今天在LeetCode上刷到一道题,这道题的解决方法是我之前没有遇到,因此记录一下。
题意
In the "100 game," two players take turns adding, to a running total, any integer from 1..10. The player who first causes the
running total to reach or exceed 100 wins.
What if we change the game so that players cannot re-use integers?
For example, two players might take turns drawing from a common pool of numbers of 1..15 without replacement until they reach a
total >= 100.
Given an integer maxChoosableInteger and another integer desiredTotal, determine if the first player to move can force a win,
assuming both players play optimally.
You can always assume that maxChoosableInteger will not be larger than 20 and desiredTotal will not be larger than 300.
样例
Input:
maxChoosableInteger = 10
desiredTotal = 11
Output:
false
Explanation:
No matter which integer the first player choose, the first player will lose.
The first player can choose an integer from 1 up to 10.
If the first player choose 1, the second player can only choose integers from 2 up to 10.
The second player will win by choosing 10 and get a total = 11, which is >= desiredTotal.

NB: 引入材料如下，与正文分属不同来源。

PR #879, opened 2020-12-30
Add Alt text to latex image

Arthur-Milchior:
I'm trying to go over accessibilities issues in AnkiDroid. Since we'll use rust backend, I thought I might as well go
over it in rust directly. The only side effect in anki is that, if you copy a text with the image, you'll get the LaTeX
copied instead of nothing. Alas, it seems qt does not show alt text.


dae:
Looks good, thanks!

dae:
(Qt does appear to show alt text, but the desktop will always try to compile LaTeX and show errors if the compile failed)

PR #880, opened 2020-12-31
Add css-browser-selector and protobufjs as bazel deps

hgiesel:
I did the rest in one sweep.

protobufjs was updated from 6.10.1 to 6.10.2.
css-browser-selector was updated from 0.4.0 to 0.6.5.

It seems the newer version of css-browser-selector includes a few more utility classes:
On my reviewer webview for example, it went from:

```
night-mode webkit chrome mac js
```

to

```
webkit chrome chrome83 mac mac10 mac10_16 js night-mode retina orientation_landscape maxw_1440
```


dae:
Thanks as always Henrik :-) Looks like we already had 6.10.2 in the lock file, so this should only change css-browser-selector.

PR #1177, opened 2021-05-19
Strip Unicode isolation characters from title

abdnh:
Unrelated: I'm getting this error when trying to open the new deck options screen running from source:
```
JS error /_anki/pages/deckoptions.js:22447 Uncaught (in promise) TypeError: Cannot read property 'decode' of undefined
```

It's coming from this line apparently: https://github.com/ankitects/anki/blob/581480191acc512b64b7af67f4660e3a49355f9b/ts/deckoptions/lib.ts#L18

### DIFF
--- a/qt/aqt/deckoptions.py
+++ b/qt/aqt/deckoptions.py
@@ -4,6 +4,7 @@
 from __future__ import annotations
 
 import aqt
+from anki.lang import without_unicode_isolation
 from aqt import gui_hooks
 from aqt.qt import *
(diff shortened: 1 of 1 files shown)


dae:
Are you getting any errors when you build that don't clear up after using ./run a few times? I just tried running from source on Windows here, but it seems to work for me.

Thanks for the fix; I'll eventually remember that this is an issue on window titles on Windows :-)

abdnh:
The error mysteriously went away after pulling the latest changes from today. Previously, even `bazel clean --expunge` didn't help.

dae:
JS is the flakiest part of Anki's built system unfortunately :-(

PR #1178, opened 2021-05-19
Custom labels for flags

RumovZ:
This makes flags renamable via the browser sidebar. The custom labels are used in the browser and in the reviewer. I've also tried to make the future addition of new flags less painful by replacing exhaustive listings of flags with loops.
What do you think of adding a flag module? As flags are sometimes named after their index and sometimes after their colour, I think it would at least be nice to have all these related variables in one place. But I'm not sure it should be in utils.py.

### DIFF
--- a/qt/aqt/browser/browser.py
+++ b/qt/aqt/browser/browser.py
@@ -42,6 +42,7 @@ from aqt.utils import (
     current_top_level_widget,
     ensure_editor_saved,
     getTag,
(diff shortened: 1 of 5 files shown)


dae:
Looks good from both a code and functionality perspective - thanks Rumo! A separate file would probably be better, as a "utils" file is a bit of an anti-pattern

PR #1180, opened 2021-05-20
Pronounce "[...]" as "blank" with TTS

### LINKED ISSUE #1171: customizable replacements in TTS filters
https://forums.ankiweb.net/t/ankimobile-tts-reading-cloze-as-blank/4241/5

I can think of two possibilities:

- storing a dict of replacement in the collection config of the form {"...": "blank"}. Would case-insensitive matches be sufficient, or do we need to support regexs?
- requiring the user to specify the replacements in the tts tag

The former is probably more user-friendly.

RumovZ:
Resolves #1171 (in my opinion).

Sidenote: When I run ` rslib:format`, I am drowned in warnings:

> Warning: can't set `imports_granularity = Crate`, unstable features are only available in nightly channel.
    Warning: can't set `group_imports = StdExternalCrate`, unstable features are only available in nightly channel.

### DIFF
--- a/ftl/core/card-templates.ftl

Same with other integers chosen by the first player, the second player will always win.
1.解题思路
初次看到这道题,我打算使用动态规划的方法,但是发现动规的方程写不出来,于是又打算使用深搜,但是发现也不是那么简单,最终参考了大佬的代码,不得不说,记忆化搜索之前还真没有接触。
2. 代码
public boolean canIWin(int maxChoosableInteger, int desiredTotal) {
int sum = 0;
for (int i = 1; i <= maxChoosableInteger; i++) {
sum += i;
}
if (sum < desiredTotal) {
return false;
}
Map<Integer, Boolean> map = new HashMap<>();
return canWin(maxChoosableInteger, desiredTotal, 0, map);
}
public boolean canWin(int maxChoosableInteger, int desiredTotal, int used, Map<Integer, Boolean> map) {
if (map.containsKey(used)) {
return map.get(used);
}
for (int i = 1; i <= maxChoosableInteger; i++) {
// 判断该数字是否已经被选
if ((used & (1 << i)) == 0) {
// used | (1 << i) 状态转移,表示记录该数字已经被选
if (desiredTotal <= i || !canWin(maxChoosableInteger, desiredTotal - i, used | (1 << i), map)) {
map.put(used, true);
return true;
}
}
}
map.put(used, false);
return false;
}